Later, the proposal implemented a SISO CAPBC angular speed control for the outer loop of an IFOC for IMs in cascade with the inner loop MIMO CAPBC d-q axis current control. The paper presents comparative experimental results between the proposed CAPBC, the DAPBC, and PIC techniques in an IFOC scheme for an IM of 7,5 kW. These tests included changes in the rotor angular speed reference, parameters that affect field orientation, and load torque.
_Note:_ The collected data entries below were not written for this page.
PR #141, opened 2022-01-25
Nextstrain.org remote

tsibley:
Builds upon #140 to add nextstrain.org support to the `nextstrain remote` family of commands.

### Kicking the tires

Works well in my extensive local testing against https://github.com/nextstrain/nextstrain.org/pull/452. To do so yourself, run the nextstrain.org server from that PR:

```
# in checkout of nextstrain/nextstrain.org repo
git switch restful-api-rw
npm run build
node server.js --verbose
```

and then in another shell, before running `nextstrain remote` commands from this PR, make sure to:

```
export NEXTSTRAIN_DOT_ORG=http://localhost:5000
```

As a confirmation, you should see `localhost:5000` in the output of `nextstrain remote ls nextstrain.org`, e.g.:

```
$ nextstrain remote ls nextstrain.org
http://localhost:5000/dengue/denv1
http://localhost:5000/dengue/denv2
http://localhost:5000/dengue/denv3
http://localhost:5000/dengue/denv4
http://localhost:5000/dengue/all
http://localhost:5000/ebola
…
```


victorlin:
Diff between this and #140 for easier review: https://github.com/nextstrain/cli/compare/trs/docs-and-help...trs/remote/nextstrain.org

nextstrain/cli/remote/nextstrain_dot_org.py
```diff
@@ -0,0 +1,697 @@
...
+    List the :class:`Resource`(s) available at *path*.
+
+    If *recursively* is false (the default), then only an exact match of
+    *path* is returned, if any.  If *recursively* is true, then all resources
+    at or beneath *path* are returned.
+
+    If *http* is not provided, a new :class:`requests.Session` will be created.
+
+    If *authorization* is not provided, :func:`auth_headers` will be called to
+    obtain it.
```
victorlin, line 371: Is there a specific docstring format being followed here? Looks like restructured text but I don't see this being rendered on any page in the preview.

nextstrain/cli/remote/nextstrain_dot_org.py
```diff
@@ -0,0 +1,697 @@
...
+                    stream = True)
+
+                with response:
+                    # Skip/ignore missing sidecars
+                    if response.status_code == 404 and not subresource.primary:
+                        continue
+
+                    # Check for bad response
+                    raise_for_status(response)
+                    assert content_media_type(response) == subresource.media_type
```
victorlin, line 298: I ran `nextstrain remote download https://nextstrain.org/ebola` locally and got this error:

```
% nextstrain remote download https://nextstrain.org/ebola                    
  File "/Users/vlin/Dropbox/repos/cli/nextstrain/cli/__init__.py", line 33, in run
  File "/Users/vlin/Dropbox/repos/cli/nextstrain/cli/command/remote/download.py", line 89, in run
    for remote_file, local_file in downloads:
  File "/Users/vlin/Dropbox/repos/cli/nextstrain/cli/remote/nextstrain_dot_org.py", line 298, in download
    assert content_media_type(response) == subresource.media_type
AssertionError


An error occurred (see above) that likely indicates a bug in the
Nextstrain CLI.

To report this, please open a new issue and include the error above:
    <https://github.com/nextstrain/cli/issues/new/choose>
```

It looks like `content_media_type(response) = 'text/html'` and `subresource.media_type = 'application/vnd.nextstrain.dataset.main+json'`. Am I using this properly?

nextstrain/cli/remote/nextstrain_dot_org.py
tsibley: rST, yes, but the docstrings are somewhat loose and vary with when they were written. The internal interfaces aren't included in the Sphinx docs, as I'm not really sure who the audience would be for that. Augur [includes its internal interfaces](https://docs.nextstrain.org/projects/augur/en/stable/api/api.html) (generated from docstrings), but it actually has an expectation of being used as a library unlike the Nextstrain CLI.

nextstrain/cli/remote/nextstrain_dot_org.py
tsibley: Hmm. Did you start a local nextstrain.org server from the `restful-api` or `restful-api-rw` branch and set `NEXTSTRAIN_DOT_ORG=http://localhost:5000` before running `nextstrain remote`?

victorlin: Yes, using `restful-api-rw` branch. `nextstrain remote ls` works fine:

```
% echo "$NEXTSTRAIN_DOT_ORG"                             
http://localhost:5000
% nextstrain remote download https://nextstrain.org/ebola
'text/html'
'application/vnd.nextstrain.dataset.main+json'
  File "/Users/vlin/Dropbox/repos/cli/nextstrain/cli/__init__.py", line 33, in run
  File "/Users/vlin/Dropbox/repos/cli/nextstrain/cli/command/remote/download.py", line 89, in run
    for remote_file, local_file in downloads:
  File "/Users/vlin/Dropbox/repos/cli/nextstrain/cli/remote/nextstrain_dot_org.py", line 300, in download
    assert content_media_type(response) == subresource.media_type
AssertionError


An error occurred (see above) that likely indicates a bug in the
Nextstrain CLI.

To report this, please open a new issue and include the error above:
    <https://github.com/nextstrain/cli/issues/new/choose>

% nextstrain remote ls https://nextstrain.org/     
https://nextstrain.org/dengue/denv1
https://nextstrain.org/dengue/denv2
https://nextstrain.org/dengue/denv3
https://nextstrain.org/dengue/denv4
...
```

tsibley: `https://nextstrain.org/ebola` works just fine for me. I suspect you didn't export `NEXTSTRAIN_DOT_ORG`, so it's visible to your shell (as the `echo` shows) but not to any processes your shell launches.

Ah, and actually your `nextstrain remote ls` confirms this: the output would show the overridden URL, e.g. `http://localhost:5000/dengue/denv1` and so on.

victorlin: Whoops that's it, works fine with `export`. False alarm!

tsibley: Oh good. :-) This also motivated me to update the instructions at the top to be a bit clearer.

victorlin (approved):
Looks good to me with some basic testing! Learned a few things while looking over this too 🙂

Let me know if there's anything specific you'd like me to test locally.

tsibley:
Thanks for giving it a whirl! Aside from "does it work?" testing, I think the next thing to focus on is how the command behaviour/UX feels. Does it feel right? Is there anything that feels off or that you reached for but didn't work/exist?

Slightly tangentially, one missing thing I'd like to add support for (and which I think @jameshadfield also wants) is specifying a constant filename prefix to local files when doing `download --recursively`. Current that mode only supports specifying a local directory, but I think I know how to extend that reasonably.

tsibley:
My plan is to wait to merge this until nextstrain/nextstrain.org#452 gets deployed, as otherwise it won't work as advertised.

nextstrain/cli/remote/nextstrain_dot_org.py
```diff
@@ -0,0 +1,656 @@
...
+                            #       a/b
+                            #       a/b/x
+                            #       a/b/y
+                            #       a/b/z
+                            #
+                            # then we need to include a little of the given
+                            # path in the local filenames, e.g. strip only "a",
+                            # leaving "b".  Otherwise, e.g. if a/b doesn't
+                            # exist itself only a/b/x, etc, then we can strip
+                            # "a/b" entirely.
```
joverlee521, line 317: Hmm, this behavior was very unexpected for me when I was testing the recursive download.

Flu datasets might be a very specific use case:
1. run `remote download -r groups/test/flu /tmp/testing` 
2. run `remote download -r groups/test/flu/seasonal /tmp/testing` 

I expected the second command to just overwrite the existing files within `/tmp/testing`. Instead I got two sets of the same files but with slightly different names because the prefixes were stripped.

joverlee521 (approved):
Very cool to see this work so well! I mostly left comments about the general "feel" of the commands, so nothing blocking. 

A couple general comments I have:
1. It would be nice to have a `--dry-run` option for these commands.
2. Should user credentials be renewed before running each command? 
Currently, if I remove myself from a Cognito group, I can still run commands for the group as long as I don't renew my local tokens.

nextstrain/cli/remote/__init__.py
```diff
@@ -30,25 +32,43 @@
...
 def parse_remote_path(path: str) -> Tuple[RemoteModule, ParseResult]:
     url = urlparse(path)
 
-    if url.scheme not in SUPPORTED_SCHEMES:
-        raise UserError(f"""
-            Unsupported remote scheme {url.scheme}://
+    if not url.scheme or url.scheme in {"https", "http"}:
+        if not url.scheme:
+            if url.path.startswith("groups/"):
+                # Special-case groups/… as a shortcut
```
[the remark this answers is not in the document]
tsibley: It's online, where you can see it in the preview build: https://nextstrain--141.org.readthedocs.build/projects/cli/en/141/remotes/nextstrain.org/

The `nextstrain remote --help` output directs to that page.

nextstrain/cli/remote/nextstrain_dot_org.py
```diff
@@ -0,0 +1,697 @@
...
+            SubResource("application/vnd.nextstrain.dataset.main+json", ".json", primary = True),
+
+            # XXX TODO: The "sidecars" field in the /charon/getAvailable API
+            # response doesn't actually exist yet and its use here is
+            # prospective.
+            #
+            # I plan to extend the /charon/getAvailable API endpoint (or maybe
+            # switch to a new endpoint) in the future to include the "sidecars"
+            # field listing the available sidecars for each dataset, so that
+            # this code only has to try to fetch what is reported to exist.
```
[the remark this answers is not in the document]
tsibley: Yep. I imagined `ls` output to maybe initially surface this like:

```console
$ nextstrain remote ls …
…/beta-cov
…/ncov/19B (tip-frequencies, root-sequence)
…/ncov/19B/2021-02-11 (tip-frequencies, root-sequence)
…/zika (tip-frequencies)
```

similar to how `download` does.

But there's also the possibility of jumping right to something fancier, e.g. with [rich](https://github.com/Textualize/rich), as well as doing something machine-readable, e.g. JSON or YAML output mode.

nextstrain/cli/remote/nextstrain_dot_org.py
```diff
@@ -0,0 +1,656 @@
...
+    A remote Nextstrain dataset, as described by a Charon API response,
+    extended for the nextstrain.org RESTful API.
+    """
+    def __init__(self, api_item):
+        super().__init__(api_item)
+
+        default_sidecars = ["root-sequence", "tip-frequencies"]
+
+        self.subresources = [
+            SubResource("application/vnd.nextstrain.dataset.main+json", ".json", primary = True),
```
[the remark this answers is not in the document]
tsibley: Maybe? My thinking here was that media types are the kind of constants where the value _is_ the name and vice versa, like, say, HTTP methods. That is, they're different from constants where the value is not synonymous with the name.

For this type of self-describing constant, I think they're more clearly used directly rather than indirectly behind a translation layer (dict/enum) that gives them some other name. My thinking goes, why have multiple names, varying across code bases, for a thing when you can have one that's consistent across codebases?

One benefit of indirection with an enum (but not dict) is that it would let the type checker tell us if we made a typo, but that feels like a marginal gain not worth the indirection to me. (The code will also likely fail to work with a typo in the media type, so would be noticeable.)

nextstrain/cli/remote/nextstrain_dot_org.py
```diff
@@ -0,0 +1,656 @@
...
+    datasets:   Dict[str, Dict[str, Path]] = defaultdict(dict)
+    narratives: Dict[str, Dict[str, Path]] = defaultdict(dict)
+    unknowns: List[Path] = []
+
+    for path in paths:
+        # XXX TODO: In the future, in addition or instead of using filename
+        # conventions, we might want to identify files using partial content
+        # inspection (e.g. does the file contain the expected top-level keys
+        # for a given sidecar type?) or full schema validation (e.g. try to
+        # validate all schemas and see which passes).
```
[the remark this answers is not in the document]
tsibley: Agreed! Part of why I gave our existing schemas proper, resolvable ids (e.g. https://nextstrain.org/schemas/dataset/v2) is so we could leverage those here eventually. :-)

nextstrain/cli/remote/nextstrain_dot_org.py
```diff
@@ -0,0 +1,656 @@
...
+        status = err.response.status_code
+
+        if status in {401, 403}:
+            user = current_user()
+
+            if user:
+                raise UserError(f"""
+                    Permission denied.
+
+                    Are you logged in as the correct user?  Current user: {user.username}.
```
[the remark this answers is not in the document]
tsibley: Great idea, added in 4d2a0b9.

nextstrain/cli/remote/nextstrain_dot_org.py
tsibley: Well, "very unexpected" is not what we want! :joy: It's a good point that it's maybe a bit weird that downloading the same datasets two different ways produces different local filenames. I wonder if that situation is likely to crop up in typical usage as opposed to testing? I'd liked keeping filenames shorter than longer (e.g. instead of using the whole URL path) and picking a place to shorten them at that was under the user's control rather than picked/hardcoded by us. But maybe it's too confusing.

There's lots of brainstorming in my notes about possible behaviours here, and there were one or two decent discussions in Slack a while back, but nothing very conclusive. Maybe I should go back and summarize it all in writing and bring it back for wider consideration as part of (or separate from) this PR? Definitely would appreciate more input here.

tsibley:
> 1. It would be nice to have a `--dry-run` option for these commands.

Agreed. I'll make a new issue for that!

> 2. Should user credentials be renewed before running each command?
>    Currently, if I remove myself from a Cognito group, I can still run commands for the group as long as I don't renew my local tokens.

Maybe? This staleness is expected and part of Cognito's authn model because it issues JWTs. We can tune the maximum duration of the staleness, however. The access and id tokens are currently valid for an hour after creation and the refresh token for 30 days, which means there's up to an hour of staleness baked into an id token. We can tune it as low as 5 minutes, although this would mean very frequent background renewals.

The server side will still accept a valid token even if the CLI forces renewal before every command, so forcing a renewal keeps honest users honest ("oh, I guess I can't do that anymore") but doesn't prevent savvy/bad users from manually using the pre-renewal token ("oh, you say I can't do that anymore? I'll just use this other token that's still valid and says I can!").

We actually have a [longer staleness issue for web sessions](https://github.com/nextstrain/nextstrain.org/issues/81) right now because we don't check Cognito for updates once a session is established and we don't force periodic reauth. We should reconsider some choices there and fix that as well.

I think the more comprehensive way to deal with this staleness is to track on the server side when things like group membership changes happen and record a timestamp that says "don't accept tokens created before X for user Y", e.g. implement a basic authn revocation system.

Other than tweaking the token lifetimes, which is an ~easy knob, I think we can make the other improvements as part of further work to manage group memberships/roles within the nextstrain.org UI and API.

tsibley:
https://github.com/nextstrain/cli/issues/149

nextstrain/cli/remote/nextstrain_dot_org.py
```diff
@@ -0,0 +1,697 @@
...
+        # XXX TODO: Handle group-logo.png and group-overview.md by making
+        # appropriate API requests to the group endpoint (which doesn't yet
+        # exist).
+        #   -trs, 23 Sept 2021
+        raise UserError(f"""
+            Only datasets (v2) and narratives are currently supported for
+            upload to nextstrain.org, but other files were given:
+
+            {{files}}
+            """, files = file_list(unknowns))
```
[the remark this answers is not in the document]
joverlee521: Uploading unexpected files technically wouldn't "break" anything, which is why I thought this is overly cautious. 

I do agree it's not nice to leave a mess for the user to clean up. This makes me think it's insufficient that we only catch this problem sometimes. Maybe we should check this systematically and not just rely on the coincidence that they included an unknown file. 

It would be nice to get confirmation from the user when uploading files. This can be a list of the datasets and narratives or even just a summary of "Please confirm X datasets and X narratives will be uploaded". We can always add a `-f` option to allow users to bypass this confirmation step.

nextstrain/cli/remote/nextstrain_dot_org.py
joverlee521: (Ah, I just realized that I completely missed the flu example in the [download help docs](https://github.com/nextstrain/cli/pull/141/commits/a197ac4c87e63c6505e8d5785188234427f1f7aa#diff-c5bff80b5b1c30b6824da28ca7b0d22d0f9d41c8adb2c8b4b94833d664ed0bbf))

I actually prefer the opposite: keep the whole URL path so that the user can see exactly what they downloaded without having to inspect the file. They can easily rename the files locally. 

Another problem is overwriting  since the path prefixes are used to scope/filter downloads. 
If I want to download H3N2 and H1N1pdm builds to the same directory and I run
1. download nextstrain.org/flu/seasonal/h3n2/ 
2. download nextstrain.org/flu/seasonal/h1n1pdm/

The second command would just overwrite my first download 😞

joverlee521: (Relevant [Slack discussion](https://bedfordlab.slack.com/archives/C01LCTT7JNN/p1628543130011300) from a while back)

nextstrain/cli/remote/nextstrain_dot_org.py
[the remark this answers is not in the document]
tsibley: It wouldn't "break" things in the sense of "this didn't work", but it breaks things in the sense that there'd be garbage datasets/narratives listed on the Groups page, private info might be leaked, etc. And I think it breaks an expectation that these commands won't let you upload just any old files.

I agree the detection can be more systematic, hence my comments about using our schemas to do detection pre-upload instead of naive filename matching.

Confirmation is a good suggestion; I've updated #149 to describe a `--prompt` (and `--no-prompt`) mode because they're both related to `--dry-run`.

nextstrain/cli/remote/nextstrain_dot_org.py
tsibley: > I actually prefer the opposite: keep the whole URL path so that the user can see exactly what they downloaded without having to inspect the file.

I see the appeal of keeping the whole URL (though think doing `/` → `_` transformation on the whole URL is weird), but I guess I don't get why someone wouldn't know what they just downloaded.

> They can easily rename the files locally.

For a few files, yes. I'm not so confident in this being a reasonable expectation if someone does `nextstrain remote download -r nextstrain.org/ncov` (or worse, for flu) and ends up with 42 files (2 databases (GISAID, Open) × 7 regions × 3 files (main, root-sequence, tip-frequencies)).

One of the reasons for `download` using the shortest local filenames that are still distinguishing is that it helps play nice with `upload` when handling multiple datasets. Although `upload` doesn't care about local filename if uploading a single dataset, the filename still matters for multiple uploads and becomes a suffix on the given destination URL.

I'm imagining that a download + upload combo would be used for copying files between Groups, but maybe that would be less common than "download, do secondary analyses, never upload back", for which you'd tend to want longer more descriptive filenames. (The primary usage is still "run a build, upload files", and `download` doesn't matter for that.)

tsibley: > Another problem is overwriting since the path prefixes are used to scope/filter downloads. If I want to download H3N2 and H1N1pdm builds to the same directory and I run
> 
>     1. download nextstrain.org/flu/seasonal/h3n2/
> 
>     2. download nextstrain.org/flu/seasonal/h1n1pdm/
> 
> 
> The second command would just overwrite my first download

Yeah, this is not ideal. The workaround is downloading each into a specific directory (or, in the nearish future, giving a filename prefix instead of a dir).

This comes back to the Slack discussion from the fall, where you pointed out that providing a toggle between two different ways of naming local files may be best. What is better for the "download then re-upload" workflow is not better for the "download and analyze" workflow and vice versa.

The results demonstrate that the proposed technique is effective and outperforms DAPBC and PIC techniques. It shows a faster rotor angular speed response than PIC and DPABC and the lowest MO.

Unlike traditional PICs, the CAPBC does not need knowledge of the motor-load parameters. Like its DPBC counterpart, the proposed CAPBC’s adjustment relies solely on IM nameplate information.